Movements like this may have come a long way, but they still have a long way to go as commercial banks have not phased out indirect finance for coal.
In early February, a coalition of 14 leading environmental groups worldwide called on Singapore’s major banks – including DBS Bank, OCBC Bank, and United Overseas Bank – to end the financing of highly pollutant coal-fired power stations in Southeast Asia.
The groups include Greenpeace, Walhi, Friends of the Earth, Change Vietnam, Market Forces, BankTrack, and GreenID.
One month ago, DBS Bank released a new climate policy which completely failed to rule out any of the “Unlucky Seven” coal-fired power stations it plans to finance in Indonesia and Vietnam. The seven proposed plants would generate 1.5 billion tonnes of carbon dioxide over their lifetime, equivalent to 30 years of Singapore’s annual emissions.
“The fact that DBS is preparing to finance a major new polluting coal-fired power plant in Vietnam, the Nghi Son 2 station, just weeks after releasing this policy, shows how ineffectual it is,” said Julien Vincent, executive director of Market Forces.
“DBS seems to think Europeans deserve clean air and power, while people in Vietnam and Indonesia get pollution and outdated fossil fuel technology. These double-standards are an insult to those of us who want the chance to develop cleanly and bypass the dirty energy blunders of the Western world,” Change Vietnam’s executive director Hoang Hong said.
Elsewhere, in November 2017, 23 leading environmental groups worldwide issued a document urging the Export-Import Bank of the US to reject financing for the 1,200MW Long Phu 1 coal plant in Vietnam.
“Long Phu 1 violates a broad set of environmental and social policies,” said the document. “For example, even though Long Phu 1 will produce 6.3 million tonnes of carbon dioxide annually, the project sponsor failed to examine alternatives. Long Phu 1’s project sponsor also fails to adhere to Vietnam’s national climate and energy policy, known as the Green Growth Strategy; provide baseline information; and identify cumulative and associated risks and impacts.”

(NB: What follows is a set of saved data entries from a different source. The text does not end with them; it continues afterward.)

PR #65, opened 2018-04-19
Added Swift OpenAPI 3.0 generators.

koresak:
I've prepared an adaptation of Swift 3 and Swift 4 code generators for OpenAPI 3.0. Unfortunately there are some open point yet because I haven't got into the topic so deep...

- Copy of tests are not adapt/working on 100%. Check the test methods io.swagger.codegen.languages.swift.Swift3CodegenTest#binaryDataTest and io.swagger.codegen.languages.swift.Swift4CodegenTest#binaryDataTest. There are two TODOs with the comments. I guess that a behavior of the CodegenOperation might have changed, but not sure...
- I had to copied and adapt binaryDataTest.json and datePropertyTest.json files in order to have all the tests prepared. But not sure if it is wanted to have these JSON files in the src/test/resources directory... These files are converted to the OpenAPI 3.0 spec. But:
- I had to add the section `,
  "components": {
    "schemas": {
      "Some": {
        "properties": {
          "id": {
            "type": "integer",
            "format": "int64"
          },
          "name": {
            "type": "string"
          }
        }
      }
    }
  }` at the end of the JSON files. This might be misunderstanding of the original tests...
- I have no idea how to set the proper version in the generated .swagger-codegen/VERSION file. The current value is "unset".
- The generated code contains such a lot of empty lines in comparison with the swagger-codegen 2.x. I need a hint where to add ~...
- The generated code is missing examples. I don't know why.
- The generated Models contains Body.swift and Body1.swift files without any reason. This is common for all the generators.
- I don't know if {{#allVars.isEmpty}} in mustache files should be replaced. If they do, I need a hint how to do it.


HugoMario:
thanks a lot @koresak !!

About your topics:

- Those tests with TODO's is because they need to be tweaked to the new changes according the oas3 api in most of the cases.
- It's good to have oas 3 definition, but keep in mind that codegen v3 supports both format. Well the conversion is done by parser.
- About `components/schemas` section, that's something that actually needs to be place on tests instead `definitions`.
- i would need to check the issue you mention about `VERSION`
- The `~` chars at the end of elements `{{element~}}` specially on close elements.
- I think the example is a present issue that needs to be addressed.

I'll try to help with version / and example issues and let you know.

koresak:
@HugoMario I have a question regarding the empty lines topic:
What is our priority? Having similar output as the output from swagger-codegen 2.x or readable mustache files?

Because there is a difference between those samples:
`    /**{{#summary}}`
`     {{{summary}}}`
`    {{/summary~}}`
And the second one:
`    /**`
`    {{#summary}}`
`     {{{summary}}}`
`    {{/summary~}}`
The first one generates same output as the old codegen but the `    {{#summary}}` element has to be put on the same line as the beginning of the comment characters. The second example is the same code section as it was written in the old templates. How should I fix mustache templates?

koresak:
Well, @HugoMario I've just updated mustache templates in order to have output as similar as it is possible. The mustache files are less readable but the output is more or less almost same from the point of empty lines. There are still some differences but it is up to you if it is OK or if templates should be corrected a bit...

I would like to summarize known differences/open point in order to have an overview:

- [ ] **Swift 2 templates** Are you interested in this feature in the new oas 3 code generator? I skipped it because of the comment in the original class io.swagger.codegen.languages.SwiftCodegen:
`/**`
` * Swift (2.x) generator is no longer actively maintained. Please use `
` * 'swift3' or 'swift4' generator instead.`
` */`
- [ ] **Difference in generated code** - I am not sure if the generated code differences are caused by the difference in json files (v2.0 vs. v3.0) or some bug in the SwiftXCodegen class. Could you check the generated output?
- [ ] **.swagger-codegen/VERSION** file doesn't contain the correct version.
- [ ] generated code is missing **examples** in the comments.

The US-based Natural Resources Defence Council released a report in December 2017, stating that G20 nations may provide Vietnam with loans worth $3.9 billion for its 12 coal power gigawatts, of which $2.5 billion may come from Japan.
However, Nguyen Van Bao, from Ha Khanh in Quang Ninh province does not understand too much about such financing. “But we think before doing anything. They [financiers] must think of the community’s interests, not damaging the environment as they are doing now. What we need the most now is a clean river, not a dirty river as it is now,” he said.